Гэри Кэмп - 12 ведущих философов современности стр 29.

Шрифт
Фон

Собственная метаэтика Уильямса мешала ему, однако, как-то характеризовать моральные достижения и условия нравственного прогресса или применить свою схему для обоснованной критики исторически или культурно "чуждых" обычаев. (Его деятельность на посту председателя Королевской комиссии отличалась, пожалуй, излишним либерализмом, так как ограничения накладывались только на демонстрацию педофилии и садомазохизма, в то время как изготовители порнографической продукции получили возможность неограниченно ее производить и продавать кому угодно.) Уильямс считал, что мы приобретем лучшее понимание нравственности, если станем пользоваться такими "плотными" этическими терминами, как "мужественный", "великодушный", "двоедушный" - вместо "тощих" и бесцветных кантианских терминов "правильный", "неверный", "допустимый", "запрещенный" и тому подобных. Но подобные утверждения отличаются консервативной предвзятостью, ибо предложенные им "плотные" термины имеют хождение в совершенно ином контексте. Наконец, попытка Уильямса приравнять идею о функции "сожаления деятеля" к идее объективной моральной ущербности представляется весьма спорной, поскольку переживать сожаления и угрызения такого рода могут лишь люди, получившие достаточное нравственное воспитание. Кажется, Уильямс по умолчанию предполагает высокий уровень нравственного воспитания само собой разумеющимся, поскольку только такое воспитание делает человека способным чувствовать стыд или вину в соответствующих ситуациях, и иначе не бывает. Даже если бы о некоторых деталях такого воспитания можно было рассказать без ссылок на основные школы философии морали, подвергнутые Уильямсом беспощадной критике, мы имели бы право сказать, что Уильямс, без всяких на то оснований, предположил, что его образовательный уровень является универсальным и общедоступным.

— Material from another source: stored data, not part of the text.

PR #69, opened 2017-12-06
[RPS-160] Clinical indicator summary migration

jacsamell:
Added summary migration for clinical indicators.
Also removed the Purpose field from the CMS as we want the purpose to
 just be the last paragraph in the summary.
Also small bit of refactoring to remove duplicate TaxonomyName method.

### DIFF
--- a/migrator/src/main/java/uk/nhs/digital/ps/migrator/task/ImportableItemsFactory.java
+++ b/migrator/src/main/java/uk/nhs/digital/ps/migrator/task/ImportableItemsFactory.java
@@ -38,7 +38,8 @@ public class ImportableItemsFactory {
         return new DataSet(
             parentFolder,
             exportedPublishingPackage.getTitle(),
-            exportedPublishingPackage.getTitle()
+            exportedPublishingPackage.getTitle(),
+            exportedPublishingPackage.getSummary()
         );
     }
 
--- a/migrator/src/main/resources/templates/publication.json.ftl
+++ b/migrator/src/main/resources/templates/publication.json.ftl
@@ -27,7 +27,7 @@
     "name" : "publicationsystem:Summary",
     "type" : "STRING",
     "multiple" : false,
-    "values" : [ "Some summary" ]
+    "values" : [ "Publication" ]
   }, {
     "name" : "publicationsystem:CoverageEnd",
     "type" : "DATE",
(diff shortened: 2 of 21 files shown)


wojtek-oledzki:
I will re-run migration locally and check output later today.

site/src/main/java/uk/nhs/digital/common/components/FacetComponent.java
```diff
@@ -7,35 +7,20 @@
...
+
 import javax.jcr.RepositoryException;
 
 public class FacetComponent extends SearchComponent {
 
     @Override
     public void doBeforeRender(HstRequest request, HstResponse response) {
         TaxonomyManager taxonomyManager = HstServices.getComponentManager().getComponent(TaxonomyManager.class.getName());
-        Taxonomy taxonomy = taxonomyManager.getTaxonomies().getTaxonomy(getTaxonomyName(request.getRequestContext()));
+        Taxonomy taxonomy = taxonomyManager.getTaxonomies().getTaxonomy(HippoBeanHelper.getTaxonomyName());
```
ngta1: Nice 👍

migrator/src/main/java/uk/nhs/digital/ps/migrator/task/ImportableItemsFactory.java
```diff
@@ -38,7 +38,8 @@ public static DataSet toDataSet(final PublishingPackage exportedPublishingPackag
         return new DataSet(
             parentFolder,
             exportedPublishingPackage.getTitle(),
-            exportedPublishingPackage.getTitle()
+            exportedPublishingPackage.getTitle(),
```
ngta1: Duplicate getTitle?

migrator/src/main/resources/templates/publication.json.ftl
```diff
@@ -27,7 +27,7 @@
     "name" : "publicationsystem:Summary",
     "type" : "STRING",
     "multiple" : false,
-    "values" : [ "Some summary" ]
+    "values" : [ "Publication" ]
```
ngta1: Does this need to be more specific to denote it is a summary value?

migrator/src/main/java/uk/nhs/digital/ps/migrator/task/ImportableItemsFactory.java
jacsamell: At the moment the dataset name and title are both set to the same thing as we only have this value from the exported CI data.

migrator/src/main/resources/templates/publication.json.ftl
jacsamell: This is just place holder text for the top level publication (e.g. Dec-2017) as there are no summaries to migrate from the data for publications. This will be changed in the CMS under the 'Summary' header by SMEs so I think it's ok for now if you agree? I was trying to improve it from 'some summary' 🙂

В некоторых случаях Уильямс резко подчеркивал импровизационные аспекты человеческой жизни, необходимость отвечать на появляющиеся возможности разрывом связей с прошлым. Где-то еще он выражал свое восхищение тем, как чувство внутреннего "долженствования" приводит к установлению норм этического поведения - строгих норм, являвшихся частью "характера" в древнегреческом смысле этого слова, характера, по-видимому, утраченного нами в современном обществе. Он не ввел эти два противоположных признака нравственной жизни в рамки одной философской конструкции, хотя если бы он написал эссе о жесткости и импровизации в теории морали, то у него наверняка получилось бы нечто проницательное и волнующее. Его понимание архаики и любовь к ней вступали в конфликт с его же мнением о том, что чуждые народные обычаи ни в коем случае не могут стать образцом для подражания в других сообществах. Часто ли такое раздвоенное мышление (например, по поводу существования и идентификации "подлинных интересов" или по поводу возможности социального равенства) отражает теоретическую неразрешимость и трагический конфликт, который присущ Уильямсу, или он просто слишком торопливо приходил к своим выводам? Эти и другие вопросы, возникающие при чтении его сочинений, будут какое-то время еще занимать умы многих философов.

5 РОРТИ

Алан Малаховский

Для Рорти характерен революционный взгляд на философию, науку и культуру, и главное - понять, до какой степени он прав.

Бернард Уильямс

Верный, хотя и не единственный признак того, что философа можно считать значимой "фигурой", состоит в том, что о его работе становится трудно говорить без членения ее на различные периоды. Когда такое случается уже при жизни философа и возникают споры относительно той или иной периодизации, то мы можем с полной уверенностью сказать, что данный философ действительно является крупной величиной. Исходя из этого, Ричарда Рорти можно считать большим философом задолго до его преждевременной смерти, наступившей 8 июня 2007 года.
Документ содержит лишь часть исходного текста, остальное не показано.